The opinion of the court was delivered by: Carolyn K. Delaney United States Magistrate Judge


Petitioner, a state prisoner represented by counsel, has filed a petition for writ of habeas corpus pursuant to 28 U.S.C. § 2254, in which he alleges that the trial court's imposition of upper term sentences for various sex offense convictions violated his Sixth Amendment right to a jury trial. (Dkt. No. 1 (hereinafter "Ptn." at 4, 10-11*fn2 ). The petition also raises due process issues with respect to petitioner's claimed mental health problems before and during trial. (Id. at 4, 7-8.) At issue is respondent's September 13, 2010 motion to dismiss, arguing that petitioner's federal habeas application is time-barred under the Antiterrorism and Effective Death Penalty Act of 1996 ("AEDPA"). Petitioner has filed an opposition to the motion, and respondent has filed a reply.


In 2004, a jury convicted petitioner of thirteen counts charging various sex offenses and one count of first degree robbery. The jury also found charged enhancements to be true. On July 9, 2004, the Sacramento County Superior Court imposed an aggregate unstayed sentence of two consecutive terms of 25 years to life plus 54 years. (Lod. Doc. 1; Lod. Doc. 2 at 1-2.)

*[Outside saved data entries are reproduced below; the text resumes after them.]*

PR #15923, opened 2020-10-29
Adds tagging for EventBridge for aws_cloudwatch_event_* resources

gdavison:
Resources matching `aws_cloudwatch_event_*` are currently tagged with `service/cloudwatchevents`. Add tagging with `service/eventbridge` to match new branding.


bflad (approved):
LGTM 🚀 Two questions:

* Should we also stop labeling them with `service/cloudwatchevents`?
* Should we label PRs in the new way?

PR #16093, opened 2020-11-09
Fix workspaces_defaultRole notes

Tensho:
### Community Note

### Note

AWS WorkSpaces service requires `workspaces_defaultRole` IAM role to operate normally in general.

### References

- https://docs.aws.amazon.com/workspaces/latest/adminguide/workspaces-access-control.html#create-default-role

### DIFF
--- a/website/docs/r/workspaces_directory.html.markdown
+++ b/website/docs/r/workspaces_directory.html.markdown
@@ -10,51 +10,11 @@ description: |-
 
 Provides a WorkSpaces directory in AWS WorkSpaces Service.
 
+~> **NOTE:** AWS WorkSpaces service requires [`workspaces_DefaultRole`](https://docs.aws.amazon.com/workspaces/latest/adminguide/workspaces-access-control.html#create-default-role) IAM role to operate normally.
+
 ## Example Usage
 
 ```hcl
-resource "aws_vpc" "example" {
-  cidr_block = "10.0.0.0/16"
-}
-
-resource "aws_subnet" "example_a" {
-  vpc_id            = aws_vpc.example.id
-  availability_zone = "us-east-1a"
-  cidr_block        = "10.0.0.0/24"
-}
-
-resource "aws_subnet" "example_b" {
-  vpc_id            = aws_vpc.example.id
-  availability_zone = "us-east-1b"
-  cidr_block        = "10.0.1.0/24"
-}
-resource "aws_subnet" "example_c" {
-  vpc_id            = aws_vpc.example.id
-  availability_zone = "us-east-1c"
-  cidr_block        = "10.0.2.0/24"
-}
-
-resource "aws_subnet" "example_d" {
-  vpc_id            = aws_vpc.example.id
-  availability_zone = "us-east-1d"
-  cidr_block        = "10.0.3.0/24"
-}
-
-
-resource "aws_directory_service_directory" "example" {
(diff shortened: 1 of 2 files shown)


Tensho:
@gdavison Please check this out 🙇

website/docs/r/workspaces_directory.html.markdown
```diff
@@ -81,6 +109,8 @@ resource "aws_workspaces_directory" "example" {
     enable_maintenance_mode             = true
     user_enabled_as_local_administrator = true
   }
+
+  depends_on = [aws_iam_role.workspaces_default]
```
gdavison, line 113: Typically, services depend on the `aws_iam_role_policy_attachment` resources. In this case does it just check for the existence of the role itself?

website/docs/r/workspaces_directory.html.markdown
```diff
@@ -10,9 +10,37 @@ description: |-
 
 Provides a WorkSpaces directory in AWS WorkSpaces Service.
 
+~> **NOTE:** AWS WorkSpaces service requires [`workspaces_DefaultRole`](https://docs.aws.amazon.com/workspaces/latest/adminguide/workspaces-access-control.html#create-default-role) IAM role to operate normally.
+
 ## Example Usage
 
 ```hcl
+data "aws_iam_policy_document" "workspaces" {
```
gdavison, line 18: I'd prefer to see the resource that's being documented at the top. Otherwise, it can get buried in the details

gdavison (commented):
Looks good. I have a few comments

website/docs/r/workspaces_directory.html.markdown
Tensho: I don't mind. Does the reverse order make sense?

website/docs/r/workspaces_directory.html.markdown
Tensho: Yes. This is quite strange for me too – AWS WorkSpaces service requires the exact `workspaces_DefaultRole` IAM role name along with a particular set of policies. I'm happy with the case when service allows me to provide my custom role, like API Gateway CloudWatch IAM role.

gdavison: Reverse, or even just move the `aws_workspaces_directory` to the top

website/docs/r/workspaces_directory.html.markdown
gdavison: Reverse, or even just move the `aws_workspaces_directory` to the top

website/docs/r/workspaces_directory.html.markdown
gdavison: If it needs the policies as well, we should make the dependency on the `aws_iam_role_policy_attachment` resources. If all it needs is the IAM role, and the policies aren't strictly needed at creation time of the WorkSpaces directory, then the dependency can be on the `aws_iam_role` itself. Otherwise, we can get into race conditons where the configuration works sometimes and not others. Examples should be copy-pastable as much as possible.

Tensho: Good point and it makes sense to me. Pollicies are required, so I'll put a dependency on the attachment to rid of race condtions.

gdavison (approved):
LGTM 🚀

PR #32486, opened 2023-07-12
Document max items for `aws_wafv2_regex_pattern_set.regular_expression`

### LINKED ISSUE #32311: [Docs]: aws_wafv2_regex_pattern_set can only handle 10 regular_expression
### Documentation Link

https://registry.terraform.io/providers/hashicorp/aws/latest/docs/resources/wafv2_regex_pattern_set#regular-expression

### Description

I have a module which takes a list of regexp strings. That list is then used by the `aws_wafv2_regex_pattern_set` resource to create one `regular_expression { regex_string = <string> }` per entry:

```
variable "string_match" {
  description                           = "Strings to match and block"
  type                                  = list(string)
  default                               = null
}

resource "aws_wafv2_regex_pattern_set" "string_match" {
  count                         = var.string_match != null ? 1 : 0

  name                          = var.prefix
  description                   = "STRING set - ${var.prefix}"
  scope                         = var.scope

  dynamic "regular_expression" {
    for_each = var.string_match
    content {
      regex_string = regular_expression.value
    }
  }
}
```

When I added the eleventh entry in that list, I got an error from TF/AWS that said it can only handle ten entries.

The solution is to split this up with `chunklist()` in a local and then use that instead:
```
locals {
  # The `aws_wafv2_regex_pattern_set` resource can only handle ten regex entries.
  # So split it up in entries of ten and create a map from that.
  string_match                          = {
    for key, val in chunklist(var.string_match, 10) : key => val
  }
}

resource "aws_wafv2_regex_pattern_set" "string_match" {
  for_each                      = local.string_match

  name                          = "${var.prefix}-${each.key}"
  description                   = "STRING set - ${var.prefix}-${each.key}"
  scope                         = var.scope

  dynamic "regular_expression" {
    for_each = each.value
    content {
      regex_string = regular_expression.value
    }
  }
}
```

This will create one `aws_wafv2_regex_pattern_set` resource for every ten regex entry. Another important update is the `name` attribute. Each resource must be unique, so suffixing it with the number will suffice.

A note about this limitation would suffice, but feel free to use my code as additional example.

### References

_No response_

None

justinretzolk:
### Description

The `aws_wafv2_regex_pattern_set.regular_expression` argument can take a maximum of 10 regular expressions. This limitation was not documented, so this PR adds a note indicating the limitation.

### Relations

Closes #32311

### References

- [Resource Schema](https://github.com/hashicorp/terraform-provider-aws/blob/d54824dccd7179c11347981505be66d90db750a5/internal/service/wafv2/regex_pattern_set.go#L80)
- [AWS Quotas documentation](https://docs.aws.amazon.com/waf/latest/developerguide/limits.html) (this limit is not mentioned in the API or SDK documentation, but is indicated here)

N/a, docs

### DIFF
--- a/website/docs/r/wafv2_regex_pattern_set.html.markdown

On May 26, 2006, the California Court of Appeal, Third Appellate District, affirmed the judgment. (Lod. Doc. 2.) Petitioner sought review in the California Supreme Court (Lod. Doc. 3), which was denied on August 16, 2006 "without prejudice to any relief to which defendant might be entitled after the United States Supreme Court determines in Cunningham v. California, No. 06-6551, the effect of Blakely v. Washington (2004) 542 U.S. 296 and United States v. Booker (2005) 543 U.S. 220, on California law." (Lod. Doc. 4.) On November 3, 2006, Petitioner filed a petition for writ of certiorari in the United States Supreme Court, which was granted on February 20, 2007. The Supreme Court vacated the judgment and remanded for further consideration in light of Cunningham v. California, 549 U.S. 270 (2007). (Lod. Doc. 5.) On August 15, 2007, the California Court of Appeal, Third Appellate District, affirmed petitioner's sentence on remand. (Lod. Doc. 6, Ex. A.) On September 26, 2007, petitioner filed a second petition for review in the California Supreme Court, which was summarily denied on October 31, 2007. (Lod. Docs. 6, 7.)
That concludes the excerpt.